PR #2502, opened 2022-10-19
Fix share error message when files are built locally

abidlabs:
As discussed with @aliabid94, if a user builds `gradio` locally, we do not want them to be using `share=True` because local changes to the frontend will not be used. Instead, the frontend files from AWS S3 will be fetched. This could lead to some confusion, so instead we raise an Exception.


aliabid94:
Lgtm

####

Repeat the material above exactly.

→ **Solution below**
PR #2502, opened 2022-10-19
Fix share error message when files are built locally

abidlabs:
As discussed with @aliabid94, if a user builds `gradio` locally, we do not want them to be using `share=True` because local changes to the frontend will not be used. Instead, the frontend files from AWS S3 will be fetched. This could lead to some confusion, so instead we raise an Exception.


aliabid94:
Lgtm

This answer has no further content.